SPRINGFIELD — A former prosecutor who announced last summer he wouldn’t enforce the state’s ban on concealed weapons said it could take nearly a decade for the courts to clarify Illinois gun laws.
Ron Dozier was serving in an appointed role as McLean County state’s attorney when he made national headlines in August by announcing that his office would not file charges against law-abiding citizens who possess weapons.
“We will no longer use the power and authority of our office to criminalize and punish decent otherwise law-abiding citizens who chose to exercise their rights granted under them by the Second Amendment of the U.S. Constitution to keep and bear arms in defense of themselves and their families,” Dozier said at the time.
Dozier, who left office earlier this month, said he was pleased with Tuesday’s federal court decision that called on the state legislature to craft a measure allowing Illinoisans to begin carrying loaded weapons in public.
But the former judge warned that the fight is likely far from over.
Dozier said he expects concealed carry opponents to try and load down any new law with numerous restrictions to limit how many people can qualify for a concealed carry permit.
If opponents are successful, gun rights advocates will have to fight the law in court, potentially leaving gun owners to wait for clarification on what is legal, he said.

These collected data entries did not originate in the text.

PR #2886, opened 2019-01-24
fix(logs): rename `code` to `status` on request.summary log lines

### LINKED ISSUE #2885: request.summary & account.signin.confirm.success different types for Fields.code
`Fields.code` is a number
```
{ EnvVersion: '2.0',
  Fields:
   { agent: 'ELB-HealthChecker/1.0',
     code: 200,
     errno: 0,
     op: 'request.summary',
     path: '/__lbheartbeat__',
     remoteAddressChain: '["172.31.48.25","127.0.0.1"]',
     t: 1,
     uid: '00' },
  Logger: 'fxa-auth-server',
  Pid: 1,
  Severity: 6,
  Timestamp: 1548349171662000000,
  Type: 'request.summary' }
```

`Fields.code` is a string
```
{ EnvVersion: '2.0',
  Fields:
   { code: 'fe0e3ba34a62e11091b3d8b105dbe30b',
     op: 'account.signin.confirm.success',
     uid: 'f3011ee8f1674ac08f66f72d4d2bd52e' },
  Logger: 'fxa-auth-server',
  Pid: 1,
  Severity: 6,
  Timestamp: 1548312952883000000,
  Type: 'account.signin.confirm.success' }
```

philbooth:
Fixes #2885.

Stackdriver doesn't like it when properties change their type across log lines, and there is a clash between the type of the `code` property for the `account.signin.confirm.success` and `request.summary` log lines.

This change renames it to `status` on `request.summary`, because that seems like a more appropriate name and the other log message appears to have greater legitimacy to its claim to use the `code` property name (that is literally the name of the corresponding property in the request payload).

However, I also know that `request.summary` is going to be parsed by the fraud detection pipeline, so maybe this is a breaking change for them. If that is the case I can change the other log line instead, no probs. @shane-tomlinson, maybe you know for certain whether that is the case (or can point me towards the right person to ask to find out)?

@mozilla/fxa-devs r?

### DIFF
--- a/lib/log.js
+++ b/lib/log.js
@@ -86,7 +86,7 @@ Lug.prototype.summary = function (request, response) {
   var query = request.query || {}
   var line = {
     op: 'request.summary',
-    code: (response.isBoom) ? response.output.statusCode : response.statusCode,
+    status: (response.isBoom) ? response.output.statusCode : response.statusCode,
     errno: response.errno || 0,
     rid: request.id,
     path: request.path,
@@ -106,7 +106,7 @@ Lug.prototype.summary = function (request, response) {
   line.keys = query.keys
   line.email = payload.email || query.email
 
-  if (line.code >= 500) {
+  if (line.status >= 500) {
     line.trace = request.app.traced
     line.stack = response.stack
     this.error(line, response.message)
--- a/test/local/log.js
+++ b/test/local/log.js
@@ -471,14 +471,17 @@ describe('log', () => {
       path: '/v1/frobnicate',
       payload: {}
     }, {
-      code: 200
+      code: 200,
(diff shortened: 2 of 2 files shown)


philbooth:
Hey @ameihm0912, this PR proposes to change a property name in the auth server `request.summary` log line. I know you guys are going to parse these lines for fraud detection, so I wanted to check we're not going to break anything by making this change.

Specifically, the HTTP status code, which is currently set in the `code` property, would be set in the `status` property instead. How does that sit with you guys?

ameihm0912:
@philbooth that sounds good, r+. Also we had a look through our existing parsers/analysis plugins and nothing is currently using this field from `request.summary`.

PR #2897, opened 2019-01-30
fix(sms): catch errors thrown from phoneNumberUtil.parse

philbooth:
Ref: https://sentry.prod.mozaws.net/operations/auth-prod/issues/5170677/?environment=prod

It turns out, sometimes `phoneNumberUtil.parse` throws instead of signalling state via `phoneNumberUtil.isValidNumber`, which I didn't realise when I wrote the code. This just ensures we catch those errors and return the appropriate 400 error instead of a 500.

@mozilla/fxa-devs r?


vladikoff:
awesome!

PR #2898, opened 2019-01-31
fix(metrics): Fix entrypoint being overwritten for every event.

shane-tomlinson:
Updates fxa-shared so that it no longer uses the client_id as the entrypoint

issue mozilla/fxa-shared#46

@mozilla/fxa-devs - r?

### DIFF
--- a/package.json
+++ b/package.json
@@ -53,7 +53,7 @@
     "fxa-geodb": "1.0.4",
     "fxa-jwtool": "0.7.2",
     "fxa-notifier-aws": "1.0.0",
-    "fxa-shared": "1.0.15",
+    "fxa-shared": "1.0.16",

As examples, Dozier said concealed carry opponents could attempt to write several stumbling blocks into a new law, from exorbitant fees to lengthy gun safety courses.
“Will they require a 40-hour course or a six-hour course?” Dozier said. “Will they require there to be a need for you to have one of these permits?
“These are all things that had to be litigated in other states and may have to be litigated in Illinois,” Dozier said. “I said in 2010, it was going to take 10 years of litigation and court decisions for us to know exactly what the Supreme Court considers a reasonable restriction and what is not.”
Attorney General Lisa Madigan’s office said the court ruling is under review.
Dozier said the opposition will continue to come from lawmakers in Cook County, many of whom have voted to block previous attempts to legalize concealed carry by downstate members of the General Assembly.
“I’m confident the city of Chicago is not going to do anything to let us have guns if they can avoid it,” Dozier said.